Iron nitrides are inorganic chemical compounds of iron and nitrogen.

Chemical properties
Iron has five nitrides observed at ambient conditions, Fe2N, Fe3N4, Fe4N, Fe7N3 and Fe16N2. They are crystalline, metallic solids. Group 7 and group 8 transition metals form nitrides that decompose at relatively low temperatures – iron nitride, Fe2N decomposes under loss of molecular nitrogen at around 400 °C and formation of lower-nitrogen content iron nitrides. They are insoluble in water. At high pressure, stability and formation of new nitrogen-rich nitrides (N/Fe ratio equal or greater to one) were suggested and later discovered. These include the FeN, FeN2 and FeN4 solids which become thermodynamically stable from 17.7 GPa, 72 GPa and 106 GPa, respectively.

Health hazards
When heated to decomposition or exposed to humidity, iron nitride may emit toxic fumes of ammonia.
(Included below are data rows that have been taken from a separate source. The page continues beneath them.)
PR #97, opened 2022-02-11
fix: missing abort on error, and linkerd shutdown from init containers

andreas-kupries:
Ref: https://github.com/epinio/epinio/issues/1209
See also https://github.com/epinio/epinio/pull/1210

### DIFF
--- a/chart/epinio/templates/stage-scripts.yaml
+++ b/chart/epinio/templates/stage-scripts.yaml
@@ -37,6 +37,10 @@ data:
     # the detected format more explicit in the output.
     #
     echo By _ _ __ ___ _____ $(whoami) $(pwd)
+    if test ! -f "/workspace/source/${BLOBID}" ; then
+      echo Nothing to unpack
+      exit
+    fi
     mkdir /workspace/source/app
     (  cd /workspace/source/app
        ( echo Tar? ; tar -xvf  "../${BLOBID}" 2>&1 | sed -e 's/^/Tar: /' ) || \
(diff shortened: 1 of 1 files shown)


ldevulder:
I did a quick test but it seems that `curl` call is failing when used with `trap`:
```
🕞  [stage.workspace.wordpress.12f8d4c91b3d4405-7ptpc] unpack-blob /stage-support/unpack: line 35: curl: command not found 
2022/02/11 17:34:18 EpinioApiClient: "msg"="response is not StatusOK" "error"="Internal Server Error: Failed to stage" "status"=500
error pushing app to server: waiting for staging failed: All attempts fail:
#1: Internal Server Error: Failed to stage
```

ldevulder:
Anyway: I think that it could be a good idea to add a regression test for this case, WDYT? I can add one after this fix is merged.

andreas-kupries:
`curl` is not available in the init containers. I.e. not provided by their images. I rewrote things to not need curl in the init containers now. See also comment https://github.com/epinio/epinio/pull/1210#issuecomment-1038792103 and following.

This actually passes CI now.

I agree that we should have regression tests for the various kinds of possible stage failures (download, unpack, buildpack).

ldevulder (approved):

chart/epinio/templates/stage-scripts.yaml
```diff
@@ -62,8 +66,14 @@ data:
     # container gracefully. We use `|| true` in case linkerd is not deployed.  Further, it
     # is placed into a trap to ensure that it will always run, even for a staging failure.
     #
+    set -e
     trap "curl -X POST http://localhost:4191/shutdown || true" EXIT
     echo By _ _ __ ___ _____ $(whoami) $(pwd)
+    if test ! -d "/workspace/source/app" ; then
+      echo Nothing to build
+      sleep 60 # linkerd is a pain - If we exit to quickly, with the sidecar not ready our curl to shut it down does nothing, and then the sidecar comes up and prevents the pod from ending
```
jimmykarily, line 74: The only reason we still keep the staging Job meshed is because it may talk to minio to fetch the source blob (if external S3 is not used).

The helm chart [we are planning to use](https://github.com/epinio/helm-charts/pull/96) supports passing a secret with certs which should make it possible to use cert-manager to create a cert and encrypt communication with minio: https://github.com/minio/minio/blob/master/helm/minio/values.yaml#L110-L116

If that works, we can "unmesh" the staging job and get rid of this trick.

andreas-kupries: Yes, having this in the future is pretty much the only reason I am ok with my hack here.
Not as a hacky, more complicated would have been code waiting for the sidecar to be up ...
Basically repeat the `/shutdown` until it connects and succeeds.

It is considered a moderate explosion hazard. Inhalation of iron nitride dust or powder may cause irritation to the respiratory system and possibly acute iron poisoning or pneumoconiosis.

Research applications
Colloidal solution of magnetic iron nitride nanoparticles is a way to create ferrofluids.

Iron nitrides also make the strongest naturally magnetic material.